PR #475, opened 2017-01-12
Some tree-table styling improvements.

yagebu:
The first commit makes Fava use flexbox to wrap on small page-width so we don't have to have a hard-coded media query when to switch from two columns to one.

The second commit tries to save horizontal space in some other places than the number columns (padding between tables, also resizing the accounts column).

Currently the width and font size of the columns for three or more operating_currencies is much too small, I'd be for only having two cases: one, or more columns.

There's no such thing as one phone screen size anyway and mobile browsers seem to ignore the styles in these cases and try to resize it to the right width anyway (which yields a much better result as the resizing is more even). Or it's just a tap away.

### DIFF
--- a/fava/static/sass/_journal-table.scss
+++ b/fava/static/sass/_journal-table.scss
@@ -121,7 +121,7 @@
   dl {
     font-size: .9em;
     margin: 0;
-    padding: 2px 0 2px 8rem;
+    padding: 2px 0 2px 8em;
 
     dt,
     dd {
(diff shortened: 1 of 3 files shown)


xentac:
One of the things I've noticed initially is that the tables don't expand more than a certain size.  This is probably fine, I can't think of a reason we wouldn't want them to, but this is different from what used to happen.  It does make the screen seem a little lopsided when I leave the screen at some of my default resolutions.

xentac:
Overall I'm happier with this than my original attempt.

hoostus:
This looks like a nice improvement on my data :smile:

yagebu:
> One of the things I've noticed initially is that the tables don't expand more than a certain size. This is probably fine, I can't think of a reason we wouldn't want them to, but this is different from what used to happen. It does make the screen seem a little lopsided when I leave the screen at some of my default resolutions.

Yes it can look weird on some resolutions. But without a max-width, the tables can get terribly wide which makes them harder to read. I think having a slightly lopsided layout is preferable to full-width tables on wide pages (I've tried centering them, but that looks even weirder IMO). Should I increase the max-width?

xentac:
I think it's fine.  It fits all the data, which is the important part.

WHAT YOU NEED TO DO:
Write the listing out again, word for word, in its entirety.

YOUR RESPONSE:
PR #475, opened 2017-01-12
Some tree-table styling improvements.

yagebu:
The first commit makes Fava use flexbox to wrap on small page-width so we don't have to have a hard-coded media query when to switch from two columns to one.

The second commit tries to save horizontal space in some other places than the number columns (padding between tables, also resizing the accounts column).

Currently the width and font size of the columns for three or more operating_currencies is much too small, I'd be for only having two cases: one, or more columns.

There's no such thing as one phone screen size anyway and mobile browsers seem to ignore the styles in these cases and try to resize it to the right width anyway (which yields a much better result as the resizing is more even). Or it's just a tap away.

### DIFF
--- a/fava/static/sass/_journal-table.scss
+++ b/fava/static/sass/_journal-table.scss
@@ -121,7 +121,7 @@
   dl {
     font-size: .9em;
     margin: 0;
-    padding: 2px 0 2px 8rem;
+    padding: 2px 0 2px 8em;
 
     dt,
     dd {
(diff shortened: 1 of 3 files shown)


xentac:
One of the things I've noticed initially is that the tables don't expand more than a certain size.  This is probably fine, I can't think of a reason we wouldn't want them to, but this is different from what used to happen.  It does make the screen seem a little lopsided when I leave the screen at some of my default resolutions.

xentac:
Overall I'm happier with this than my original attempt.

hoostus:
This looks like a nice improvement on my data :smile:

yagebu:
> One of the things I've noticed initially is that the tables don't expand more than a certain size. This is probably fine, I can't think of a reason we wouldn't want them to, but this is different from what used to happen. It does make the screen seem a little lopsided when I leave the screen at some of my default resolutions.

Yes it can look weird on some resolutions. But without a max-width, the tables can get terribly wide which makes them harder to read. I think having a slightly lopsided layout is preferable to full-width tables on wide pages (I've tried centering them, but that looks even weirder IMO). Should I increase the max-width?

xentac:
I think it's fine.  It fits all the data, which is the important part.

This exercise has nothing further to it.